Senate Passes Legislation to Keep WNY Children's Psychiatric Center as a Stand Alone Facility
Jim Ranney
June 7, 2017
Senator Patrick M. Gallivan (R-C-I, Elma) announced the Senate has passed a bill (S4630) which would require the New York State Office of Mental Health to operate the Western New York Children’s Psychiatric Center in West Seneca as a separate entity. The legislation, sponsored by Senator Gallivan, would prevent the state from moving ahead with plans to merge the facility with the Buffalo Psychiatric Center.
“I firmly believe that closing the Children’s Psychiatric Center in West Seneca and merging it with the Buffalo Psychiatric Center will jeopardize the care and safety of children and adolescent patients,” Gallivan said. “Western New York CPC is rated among the best in the nation in the treatment of children and teens in need of behavioral health services.
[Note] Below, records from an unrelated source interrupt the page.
PR #65, opened 2022-02-02
Update screenreader announcements

nmanu1:
Update ScreenReader announcements to include entity previews now that they are navigable by arrow key. Fix a bug where entity previews weren't displayed if there were no recent searches or query suggestions.

J=SLAP-1858
TEST=manual

Check that entity previews are counted in the announcement when present.

### DIFF
--- a/src/components/SearchBar.tsx
+++ b/src/components/SearchBar.tsx
@@ -271,8 +271,9 @@ export default function SearchBar({
     );
   }
 
-  const hasItems = !!(autocompleteResponse?.results.length || (!isVertical && filteredRecentSearches?.length));
-  const screenReaderText = getScreenReaderText(autocompleteResponse?.results.length, filteredRecentSearches?.length)
+  const entityPreviewsCount = calculateEntityPreviewsCount(verticalResultsArray);
+  const hasItems = !!(autocompleteResponse?.results.length || (!isVertical && (filteredRecentSearches?.length || entityPreviewsCount)));
+  const screenReaderText = getScreenReaderText(autocompleteResponse?.results.length, filteredRecentSearches?.length, entityPreviewsCount);
   const activeClassName = classNames(cssClasses.inputDropdownContainer, {
     [cssClasses.inputDropdownContainer___active ?? '']: hasItems
   });
@@ -333,7 +334,15 @@ function StyledDropdownMenu({ cssClasses, children }: PropsWithChildren<{
   )
 }
 
-function getScreenReaderText(autocompleteOptions = 0, recentSearchesOptions = 0) {
+function calculateEntityPreviewsCount(verticalResultsArray: VerticalResults[]) {
+  let numEntityPreviews = 0;
+  verticalResultsArray.forEach((verticalResults) => {
+    numEntityPreviews += verticalResults.results.length;
+  })
+  return numEntityPreviews;
+}
+
+function getScreenReaderText(autocompleteOptions = 0, recentSearchesOptions = 0, entityPreviewsCount = 0): string {
   const recentSearchesText = recentSearchesOptions > 0
     ? processTranslation({
       phrase: `${recentSearchesOptions} recent search found.`,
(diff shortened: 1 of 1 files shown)


src/components/SearchBar.tsx
```diff
@@ -333,20 +334,38 @@ function StyledDropdownMenu({ cssClasses, children }: PropsWithChildren<{
...
-  });
-  return (recentSearchesText + ' ' + autocompleteText).trim();
+  const entityPreviewsText = entityPreviewsCount > 0
+    ? ' ' + processTranslation({
+      phrase: `${entityPreviewsCount} entity preview found.`,
+      pluralForm: `${entityPreviewsCount} entity previews found.`,
+      count: entityPreviewsCount
+    })
+    : '';
+  const autocompleteText = (autocompleteOptions > 0 || !(recentSearchesText || entityPreviewsText))
```
oshi97, line 360: I think it might be a little clearer if the case when all 3 option lengths are 0 is just put at the top, took me a second to read what this is doing

src/components/SearchBar.tsx
```diff
@@ -333,20 +334,38 @@ function StyledDropdownMenu({ cssClasses, children }: PropsWithChildren<{
   )
 }
 
-function getScreenReaderText(autocompleteOptions = 0, recentSearchesOptions = 0) {
+function calculateEntityPreviewsCount(verticalResultsArray: VerticalResults[]) {
+  let numEntityPreviews = 0;
+  verticalResultsArray.forEach((verticalResults) => {
```
oshi97, line 339: This is not necessarily the number of entity previews, since the user doesn't have to create a preview for every single result. I think we'd want to use `recursivelyMapChildren` (or even make a version that just loop through) props.children and counts the number of `DropdownItem` instances. We could probably stuff this function into `EntityPreviews.tsx` (not sure if this is the best place but the other functions live there right now)

src/components/SearchBar.tsx
```diff
@@ -271,8 +271,9 @@ export default function SearchBar({
     );
   }
 
-  const hasItems = !!(autocompleteResponse?.results.length || (!isVertical && filteredRecentSearches?.length));
-  const screenReaderText = getScreenReaderText(autocompleteResponse?.results.length, filteredRecentSearches?.length)
+  const entityPreviewsCount = calculateEntityPreviewsCount(verticalResultsArray);
+  const hasItems = !!(autocompleteResponse?.results.length || (!isVertical && (filteredRecentSearches?.length || entityPreviewsCount)));
```
oshi97, line 275: is `entityPreviewsCount` ever non-zero when the `isVertical` is true?

src/components/SearchBar.tsx
```diff
@@ -271,8 +271,9 @@ export default function SearchBar({
     );
   }
 
-  const hasItems = !!(autocompleteResponse?.results.length || (!isVertical && filteredRecentSearches?.length));
-  const screenReaderText = getScreenReaderText(autocompleteResponse?.results.length, filteredRecentSearches?.length)
+  const entityPreviewsCount = calculateEntityPreviewsCount(verticalResultsArray);
```
yen-tt, line 274: I was thinking we may want to count the number of entityPreviews (specifically what's navigable so the number of DropdownItems in it) from the results after calling transformEntityPreviews()? Since user pass in renderEntityPreviews, it give them freedom to decide what to or to not render, and if they would be navigable (if wrap in DropdownItem) so counting it after transformEntityPreviews which cover all cases with the flexibility we offer from renderEntityPreviews. But if we just want the default behavior to be assuming display all entity previews, then this would be sufficient. If we want to keep this, I think you should check if renderEntityPreviews is pass before including this count in the screen reader announcement

src/components/SearchBar.tsx
```diff
@@ -271,8 +271,9 @@ export default function SearchBar({
...
+  const hasItems = !!(autocompleteResponse?.results.length || (!isVertical && (filteredRecentSearches?.length || entityPreviewsCount)));
+  const screenReaderText = getScreenReaderText(autocompleteResponse?.results.length, filteredRecentSearches?.length, entityPreviewsCount);
```
yen-tt, line 276: I think you should check if renderEntityPreviews is pass before including this count in the screen reader announcement. Otherwise it may say there's entity previews even if user didn't include a render function to display them

src/components/SearchBar.tsx
```diff
@@ -333,20 +334,38 @@ function StyledDropdownMenu({ cssClasses, children }: PropsWithChildren<{
...
-  const autocompleteText = processTranslation({
-    phrase: `${autocompleteOptions} autocomplete suggestion found.`,
-    pluralForm: `${autocompleteOptions} autocomplete suggestions found.`,
-    count: autocompleteOptions
-  });
-  return (recentSearchesText + ' ' + autocompleteText).trim();
+  const entityPreviewsText = entityPreviewsCount > 0
+    ? ' ' + processTranslation({
+      phrase: `${entityPreviewsCount} entity preview found.`,
+      pluralForm: `${entityPreviewsCount} entity previews found.`,
```
yen-tt, line 356: what do you think about changing from `entity preview` to something like `result preview`? the term entity is more of a backend/data term I think

src/components/SearchBar.tsx
nmanu1: Updated it to use `recursivelyMapChildren` and check for `DropdownItem` instances

src/components/SearchBar.tsx
nmanu1: Updated it to get the count after `transformEntityPreviews`

src/components/SearchBar.tsx
nmanu1: `entityPreviews` already checks if there is a render function before populating this. I also updated to just count after getting the transformed entity previews

src/components/SearchBar.tsx
nmanu1: if a `renderEntitiesPreview` function were provided then I think it could be true. but in that case I think we'd probably want to include them in the count. so I'll move it out of this check

PR #66, opened 2022-02-03
fix navigation styling from tailwind 2->3 upgrade

oshi97:
Upgrading tailwind from 2 to 3 introduced a number of styling regressions
due to a number of arguably breaking but undocumented changes.

It looks like tailwind has changed how it behaves when two tailwind classes modify
the same css attribute, for example having text-blue-600 and text-gray-800 on the same element.
The Navigation component was updated to no longer rely on this kind of behavior.

I did a quick audit to check that our other components don't rely on this behavior.

Tailwind also no longer supports `border-opacity` class, [you have to specify it as part of the border color](https://github.com/tailwindlabs/tailwindcss/discussions/7320#discussioncomment-2112053), despite not being mentioned as removed in the upgrade guide.

J=SLAP-1864
TEST=manual

test side by side with local site and a version of the react-site-search-starter
hosted on yext sites that doesn't have this styling regression

the navigation's menu button (which appears when the navigation tabs no longer fully
fit within the page's width) has correct styling for it's 4 different states

navigation tab styling outside of the menu have correct styling for both active, inactive, and hover
states

### DIFF
--- a/src/components/Navigation.tsx
+++ b/src/components/Navigation.tsx
@@ -11,32 +11,40 @@ interface NavigationCssClasses {
   menuWrapper?: string,
   navLinkContainer?: string,
   navLinkContainer___active?: string,
+  navLinkContainer___inActive?: string,
   navLink?: string,
   kebabIcon?: string,
   menuButton?: string,
   menuButtonContainer?: string,
-  menuButton___menuOpen?: string,
+  menuButton___menuOpenNoActiveLink?: string,
+  menuButton___menuOpenHasActiveLink?: string,
   menuButton___hasActiveLink?: string,
+  menuButton___noActiveLink?: string,
   menuContainer?: string,
   menuNavLink?: string,
   menuNavLinkContainer?: string,
-  menuNavLinkContainer___active?: string
+  menuNavLinkContainer___active?: string,
+  menuNavLinkContainer___inActive?: string
 }
 
 const builtInCssClasses: NavigationCssClasses = {
   nav: 'border-b border-gray-200 text-gray-600 flex space-x-6 font-medium mb-6',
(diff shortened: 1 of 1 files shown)


cea2aj:
| a number of styling regressions due to a number of arguably breaking but undocumented changes

src/components/Navigation.tsx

Patients, families and caregivers attribute part of the center’s success to its unique location, separate from other facilities. I have yet to hear a clinical reason for moving these children to an adult facility in an urban setting. It isn’t fair to the children who need our care and support.”
The bill would amend the state’s mental hygiene law to prohibit the collocation of WNYCPC and would require it to be operated as a separate and distinct entity both organizationally and physically.
Over the past several years, former patients, family members of patients, workers, community activists and academics have pushed to keep the WNYCPC open. They argue the tranquil surrounding provided at the West Seneca campus is important for the children who are undergoing significant mental trauma and the families desperately trying to protect these children from danger.
The bill passed the Senate unanimously.